Alternate security model to CLUSTERADDR2

Hi All,

This proposal is to eliminate the usage of IS_CLUSTERADDR due to its salability issues and to use an alternate scheme.

You can find my initial solution in the page:

https://pbspro.atlassian.net/wiki/spaces/PD/pages/1320878087/Alternate+security+model+to+CLUSTERADDR2

Let me know your comments.

Could you please describe any plans for backward compatibility and how a site would migrate from the old mechanism? Will they need to drain the cluster, or can this be done while jobs are running?

The packets have a fixed content for a given IP address, making spoofing easier. Just wait for a node to go down (e.g., for provisioning) and grab its IP address.

I think it would be better to generate a packet containing several bytes of random data, followed by a timestamp, then the IP address. Take this and encrypt it with the shared key and send that.

The receiver decrypts it using the shared key, ignores the random data, and validates the timestamp and IP address.

Replays are caught by the timestamp. And every packet is unique, making partial-known-plaintext attacks harder.

Hey @mkaro,

This is only the proposal for replacing CLUSTERADDR functionality. At the time to implementation we can circle back as to what is required. Technically, it is possible to support both the protocols, the old and new (since we will version this as well, as part of the new PING protocol).

Hi @dtalcott,

Yes you are right about the possibility of IP spoofing. However, IP spoofing from outside a subnet is a bit difficult - you can send a message to target, but the reply will usually make way back to somebody with the original IP (or to nobody) since the routers will do their jobs (unless you have access to the routers themselves). Nevertheless, it is possible.

Our view was that this is only to replace the CLUSTERADDR2 message. The overall IM exchange sequence is protected by other authentication mechanisms, like munge (in future TLS etc). This is, therefore, not a replacement of the authentication, but just a replacement of CLUSTERADDR2 message.

That said, we can introduce a timestamp; our feel was that this would need the clocks to be pretty synchronized - is that a thing that can be enforced? Of course, i think munge mandates that anyway…
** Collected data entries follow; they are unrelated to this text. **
PR #3126, opened 2025-02-13
feat: mention git deps in pixi build docs

nichmor:
This refactors a little our documentation because it does not support splitted annotations https://squidfunk.github.io/mkdocs-material/reference/annotations/

@ruben-arts 
there would be a follow-up with changes for pypi dependencies


Hofer-Julian (approved):
Looking good!

PR #3713, opened 2025-04-30
docs: fix broken project manifest link

lkstrp:
Not sure where exactly you wanna link here but the url is broken.

Old: https://docs.rs/pixi/latest/pixi/workspace/manifest/struct.ProjectManifest.html
New: https://docs.rs/pixi/latest/pixi/struct.Project.html


Hofer-Julian (approved):
Thank you @lkstrp!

If mandating that clocks be synchronized is not issue, then we can definitely use timestamp.

Of course we can store the last packets timestamp and check that the incoming timestamp is > one stored and that does not need clocks to be synced.
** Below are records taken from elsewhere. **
PR #3726, opened 2025-05-02
test: add pixi build setup and run it in CI

ruben-arts:
Make pixi a pixi package. 

This is a bit of a prototype as the UX is not comfortable yet.


ruben-arts:
Depends on a new release of the build backends and pixi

I’ve thought about this more and have decided the original proposal is adequate. The only purpose to the CLUSTERADDR2 message is to add an IP address to a MOM’s list of in-the-same-cluster hosts. It does not guarantee the (current) holder of that IP address is not a rogue of some kind.
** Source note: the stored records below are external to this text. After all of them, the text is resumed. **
PR #3746, opened 2025-05-09
fix: keep index on pypi dependency upgrade

### LINKED ISSUE #3701: `pixi upgrade` discards `index` from `pypi-dependencies`
### Checks

### Reproducible example

```sh
$ cat <<EOF > pixi.toml
[workspace]
channels = ["conda-forge"]
platforms = ["linux-64"]

[pypi-dependencies]
torch = { version = "==2.7.0", index = "https://download.pytorch.org/whl/cpu" }

[dependencies]
python = "==3.13.3"
EOF

$ pixi upgrade

$ cat pixi.toml
[workspace]
channels = ["conda-forge"]
platforms = ["linux-64"]

[pypi-dependencies]
torch = "==2.7.0"

[dependencies]
python = "==3.13.3"
```

### Issue description

`pixi upgrade` ignores the configured index in pypi dependencies and drops it when rewriting `pixi.toml`. In the example above, pixi inadvertently switches from the CPU to the CUDA version of pytorch. 

### Expected behavior

pixi should check for upgrades in the index configured for this dependency and keep the index setting in the config.

remimimimimi:
Fixes #3701. This solution is different from proposed. Instead of modifying `Requirement` or one of the `PixiPypiSpec` we merge `Requirement` with the original `PixiPypiSpec`. Thus, we change the minimum amount of code. Currently "merging" is not not implemented for all possible cases, it covers only specific case of #3701.


src/cli/upgrade.rs
```diff
@@ -344,3 +346,82 @@ fn ensure_package_exists(package_name: &str, available_packages: &[String]) -> m
...
+                .open(path)?
+                .write_all(template.as_bytes())?;
+        }
+        Ok(())
+    }
+
+    // This test requires network connection, takes a lot of time to
+    // complete, and torch version can change over time, so we ignore
+    // it by default.
+    #[ignore]
```
tdejager, line 378: 1. Do you think we could move this thing into integration tests (if possible), mark it as extra-slow. 
2. It might be benificial to take a slimmer dependency than torch:
`https://pypi.tuna.tsinghua.edu.cn/simple/` is an example public registry, if you take something like `click` I guess the same issue should occur as the linked one.
3. This option might also be relevant, to only take versions into account at time of test publish: https://pixi.sh/dev/reference/pixi_manifest/#exclude-newer-optional

wdyt?

tdejager (changes requested):
Good work, don't know if we need to cover more cases in the part you marked as `TODO`. Mainly have a single comment on the test, which in and of itself is pretty good :)

src/cli/upgrade.rs
remimimimimi: Thanks for suggestions! I applied all of them. Also, I tweaked types from `&Option<T>` to `Option<&T>`.

remimimimimi: I was thinking about introducing locally running registry server specifically for this test, but it seems not worth the hassle, so only changed package and index.

tdejager: I've been in that position at least 15 times in the last year :), I know the feeling. Would be great to do so at some point, but I am in agreement with what you changed.

tdejager:
@remimimimimi do you think this is ready to be undrafted, not sure that is a word :P Or do you want to tackle the remaining `TODO` comment you added?

remimimimimi:
> @remimimimimi do you think this is ready to be undrafted, not sure that is a word :P Or do you want to tackle the remaining `TODO` comment you added?

I only wanted to fix CI. Sure, it can be undrafted :)

tdejager (approved):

Note this new method does not protect a Mom from a Mom that was removed from the server via qmgr. The old Mom still has the secret, so it can send valid CLUSTERADDR2 msgs. Under the old method, the server would push out a new list with that old Mom removed.

In a similar vein, is this a risk in a cloud environment where the same image might be used for multiple instances? Thus, same secret. So a Mom from one instance could add itself to the Moms in another instance if it knew their IP addresses?

Yes, you are right.

Shared key should be removed from the mom to prevent falling in the wrong hands once the node is removed from the cluster.
In a cloud environment, adding/removal of the key should be done on the fly and key being part of the cloud image is insecure.